Your instructions: A stretch of the entries below is to be set down exactly, running from the line with "typed hyphen into." through the line with "- [ ] Google", both included, and no other line.

Material for this exercise:

*** Begin section ***

PR #5658, opened 2026-08-31
fix(csv): reject CSV uploads that are not valid UTF-8 with an actionable error

### LINKED ISSUE #5657: [Bug]: CSV uploads are not validated as UTF-8 — partial imports, silent blank data, and misleading errors
### Summary

We read every uploaded CSV as UTF-8 without checking that it is. A `.csv` file records no encoding, so the bytes depend on the export the user picked — Excel's plain "CSV (Comma delimited)" writes a Windows codepage, "Unicode Text" writes UTF-16, only Google Sheets and Excel's "CSV UTF-8" give us UTF-8.

From production (org 290, Golden QA upload):

```
Invalid CSV file: 'utf-8' codec can't decode byte 0x96 in position 292: invalid start byte
```

`0x96` is the Windows-1252 en dash `–`, which Excel autocorrects a typed hyphen into.

Separately: Excel's "CSV UTF-8" export writes a byte order mark (BOM). A BOM *is* valid UTF-8, so no encoding check catches it, but it corrupts the first header — `question` instead of `question`. So the fix we would tell a user ("re-save as CSV UTF-8") currently causes a second, different failure.

### Steps to Reproduce

1. In Excel on Windows, make a sheet with headers `question`, `answer`.
2. In an answer cell type `10 - 20`; Excel autocorrects the hyphen to an en dash.
3. File → Save As → **CSV (Comma delimited)** (not "CSV UTF-8").
4. Upload via Golden QA, contact import, or WhatsApp group member import.

For the BOM half, use **CSV UTF-8** at step 3. For UTF-16, use **Unicode Text** and rename to `.csv`.

### Expected Behaviour

Rejected before anything is created, with a message saying the file is not UTF-8, naming the line at fault and how to re-save it.

### Actual Behaviour

| Path | Bad bytes | UTF-8 BOM |
|---|---|---|
| Golden QA | Raw Python decode error from Kaapi shown in the UI | `"CSV must have exactly two columns"` |
| Contact import | Postgres encoding error inside one `ImportWorker` chunk → **partial import** | First header key corrupted → **silent success with blank data** |
| WA group member import | Same as contact import | Same as contact import |
| WA group provisioning | Maytapi `createGroup` runs first → empty group left behind | Same |

The partial import and the blank-data case are the serious ones: the user is told it worked.

### Acceptance Criteria

- [ ] Non-UTF-8 CSVs rejected at every ingest point before any external call, Oban job or DB write.
- [ ] Error names the line number and gives re-save steps for Excel and Google Sheets.
- [ ] UTF-16/UTF-32 gets a message naming that encoding, not a header-shape error.
- [ ] Excel "CSV UTF-8" (UTF-8 + BOM) uploads successfully, so the advice in the message works.
- [ ] Google Sheets and "CSV UTF-8" exports behave exactly as before.
- [ ] No partial imports — a bad byte anywhere means zero contacts created.

AkhileshNegi:
## Summary

Target issue is #5657. Fixes #5657.

We read uploaded CSVs as UTF-8 without checking that they are. Excel's plain "CSV (Comma delimited)" export writes a Windows codepage instead, and the reported failure was an en dash — byte `0x96` — in a Golden QA upload from org 290:

```
Invalid CSV file: 'utf-8' codec can't decode byte 0x96 in position 292: invalid start byte
```

Each ingest point failed differently and none said anything useful.

**Contact import is the more serious half of this, and it is worth reviewing on its own terms.** Golden QA was what got reported, but it fails safely — nothing is written, the user re-uploads. Contact import fails *halfway and reports success*:

- Bad bytes → Postgres rejects them inside one chunk of 100 in `ImportWorker`, so **some contacts are created and some are not**, with no way to tell which from the UI.
- A BOM → the first header key becomes `name` instead of `name`, so `data["name"]` is `nil` and contacts import with **blank names, reported as a success**.

Kaapi is not in this path, so ProjectTech4DevAI/kaapi-backend#1175 does nothing for it — this PR is the only fix.

Measured after the change, across all three `import_contacts/3` variants (`data:`, `url:`, `file_path:`) and `add_contacts_to_group/3`: a bad byte returns the line-numbered error, `refute_enqueued(ImportWorker)` passes and `count_contacts` is 0 — no Oban job, no rows. A BOM'd file imports with the name intact.

New module `Glific.CSV.Encoding`, called at every ingest point:

- **`validate/1`** — walks the file line by line, stops at the first bad line, returns a message naming the line number and the re-save steps. NUL bytes are reported as UTF-16/UTF-32 specifically, since those files would otherwise fail a header check with an unrelated message.
- **`strip_bom/1`** — removes the byte order mark (BOM) Excel's "CSV UTF-8" export writes. Required, not cosmetic: a BOM is valid UTF-8 so `validate/1` can't catch it, but it corrupts the first header. Without this, the fix `validate/1` recommends would fail a second time with a different wrong message.

Wired into `create_golden_qa` (before the header check), `Contacts.Import.fetch_contact_data_as_string/1`, `WAGroupMemberImport`, and `WAGroups.provision_wa_group/2` — the last one validates *before* Maytapi `createGroup`, which would otherwise leave an empty WhatsApp group behind.

| Scenario | Before | After |
|---|---|---|
| Bad byte, row 5, Golden QA | `can't decode byte 0x96 in position 292` | `Line 6 of the file is not valid UTF-8. … Re-save the file as UTF-8: …` |
| Bad byte, row 5, contact import | Contacts 1–4 created, chunk crashes | Nothing created, message names line 6 |
| Excel "CSV UTF-8" (BOM), Golden QA | `"CSV must have exactly two columns"` | Uploads successfully |
| Excel "CSV UTF-8" (BOM), contact import | Silent success, blank contact names | Imports with names intact |
| Excel "Unicode Text" (UTF-16) | `"CSV must have exactly two columns"` | Message names UTF-16 |
| Google Sheets CSV | Works | Works, unchanged |

Line numbers count the header, so data row 5 is line 6 — matching what the user sees in a spreadsheet.

## Checklist

- [ ] In the case of adding a new API, you added a **postman** request for that. — n/a, no new API


test/glific/csv/encoding_test.exs
```diff
@@ -0,0 +1,39 @@
+defmodule Glific.CSV.EncodingTest do
```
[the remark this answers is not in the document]
priyanshu6238: @AkhileshNegi can you pls add this

priyanshu6238:
The test coverage is currently failing. Could we add the important missing test cases so that we can get the coverage above 90%?

lib/glific/csv/encoding.ex
```diff
@@ -0,0 +1,58 @@
...
+  @spec validate(binary() | Enumerable.t()) :: :ok | {:error, String.t()}
+  def validate(contents) when is_binary(contents),
+    do: contents |> String.split("\n") |> validate()
+
+  def validate(lines) do
+    lines
+    |> Stream.with_index(1)
+    |> Enum.reduce_while(:ok, fn {line, row}, _acc ->
+      cond do
+        String.contains?(line, <<0>>) -> {:halt, {:error, @utf16_error}}
```
priyanshu6238: Is it confirmed that null bytes are specific to UTF-16? Could you please share an official reference or documentation that confirms this?

lib/glific/groups/wa_group_member_import.ex
```diff
@@ -123,19 +127,27 @@ defmodule Glific.Groups.WAGroupMemberImport do
...
+
   # Download the CSV, handling failures instead of raising — this runs
   # synchronously from the resolver, so a flaky URL must not become a 500.
   @spec fetch_url(String.t()) :: {:ok, Enumerable.t()} | {:error, String.t()}
   defp fetch_url(url) do
     case Tesla.get(url) do
-      {:ok, %Tesla.Env{status: 200, body: body}} -> {:ok, string_stream(body)}
-      _ -> {:error, "Could not download the member CSV from the given URL."}
+      {:ok, %Tesla.Env{status: 200, body: body}} ->
+        with :ok <- Encoding.validate(body), do: {:ok, string_stream(body)}
```
priyanshu6238: Can we please simplify this?

priyanshu6238:
can you reolsve the merge conflict .

lib/glific_web/resolvers/ai_evaluations.ex
```diff
@@ -118,6 +119,7 @@ defmodule GlificWeb.Resolvers.AIEvaluations do
     with :ok <- validate_golden_qa_name(name),
          :ok <- validate_duplication_factor(factor),
          :ok <- validate_golden_qa_file_size(file, user),
+         :ok <- validate_csv_encoding(file),
```
priyanshu6238: the BOM is stripped for Glific's row count, but the BOM'd file is still what Kaapi receives


- validate_csv_structure gets Encoding.strip_bom() (ai_evaluations.ex:233), but upload_dataset at :125 passes the Plug.Upload straight through, and Kaapi.ApiClient.evaluation_dataset_multipart/1 does Tesla.Multipart.add_file(params.file.path, ...) — raw bytes off disk (kaapi/api_client.ex:355). So Glific validates a BOM-stripped view while Kaapi sees \uFEFFquestion as its first header, which is exactly the corruption strip_bom/1's docstring says it exists to prevent. Right now the local strip makes the problem invisible on our side instead of fixing it. Either rewrite the temp file BOM-free before upload, or confirm Kaapi handles a BOM and drop the local strip_bom there.

lib/glific/groups/wa_groups.ex
```diff
@@ -830,7 +831,9 @@ defmodule Glific.Groups.WAGroups do
     # then a background job adds the rest and creates the contacts.
     numbers = import_data |> WAGroupMemberImport.extract_phones() |> Enum.take(1)
 
-    with {:ok, wa_group} <-
+    # Validated before createGroup, else a CSV the import rejects leaves an empty group.
+    with :ok <- Encoding.validate(import_data),
```
priyanshu6238, line 831: Validated before createGroup, else a CSV the import rejects leaves an empty group. at line 832

test/glific/csv/encoding_test.exs
```diff
@@ -0,0 +1,39 @@
...
+  use ExUnit.Case, async: true
+
+  alias Glific.CSV.Encoding
+
+  @body "question,answer\nq1,fee is 10 – 20 and he said “hi”\n"
+
+  defp lines(contents), do: String.split(contents, "\n")
```
priyanshu6238: Why are we creating a separate function just to test this?

lib/glific/contacts/import.ex
```diff
@@ -43,32 +44,32 @@ defmodule Glific.Contacts.Import do
...
+      handle_csv_for_admins(contact_attrs, contact_data_as_stream, opts)
+    end
   end
 
   def import_contacts(organization_id, contact_attrs, opts) do
     if length(opts) > 1 do
       raise "Please specify only one of keyword arguments: file_path, url or data"
     end
 
-    contact_data_as_stream = fetch_contact_data_as_string(opts)
```
priyanshu6238, line 54: You moved this one above, but before we pass to fetch_contact_data_as_string   first to.  check the `opts` to make sure its  `length(opts) > 1`.

priyanshu6238 (changes requested):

*** End section ***

Answer to the exercise:
`0x96` is the Windows-1252 en dash `–`, which Excel autocorrects a typed hyphen into.

Separately: Excel's "CSV UTF-8" export writes a byte order mark (BOM). A BOM *is* valid UTF-8, so no encoding check catches it, but it corrupts the first header — `question` instead of `question`. So the fix we would tell a user ("re-save as CSV UTF-8") currently causes a second, different failure.

### Steps to Reproduce

1. In Excel on Windows, make a sheet with headers `question`, `answer`.
2. In an answer cell type `10 - 20`; Excel autocorrects the hyphen to an en dash.
3. File → Save As → **CSV (Comma delimited)** (not "CSV UTF-8").
4. Upload via Golden QA, contact import, or WhatsApp group member import.

For the BOM half, use **CSV UTF-8** at step 3. For UTF-16, use **Unicode Text** and rename to `.csv`.

### Expected Behaviour

Rejected before anything is created, with a message saying the file is not UTF-8, naming the line at fault and how to re-save it.

### Actual Behaviour

| Path | Bad bytes | UTF-8 BOM |
|---|---|---|
| Golden QA | Raw Python decode error from Kaapi shown in the UI | `"CSV must have exactly two columns"` |
| Contact import | Postgres encoding error inside one `ImportWorker` chunk → **partial import** | First header key corrupted → **silent success with blank data** |
| WA group member import | Same as contact import | Same as contact import |
| WA group provisioning | Maytapi `createGroup` runs first → empty group left behind | Same |

The partial import and the blank-data case are the serious ones: the user is told it worked.

### Acceptance Criteria

- [ ] Non-UTF-8 CSVs rejected at every ingest point before any external call, Oban job or DB write.
- [ ] Error names the line number and gives re-save steps for Excel and Google Sheets.
- [ ] UTF-16/UTF-32 gets a message naming that encoding, not a header-shape error.
- [ ] Excel "CSV UTF-8" (UTF-8 + BOM) uploads successfully, so the advice in the message works.
- [ ] Google Sheets and "CSV UTF-8" exports behave exactly as before.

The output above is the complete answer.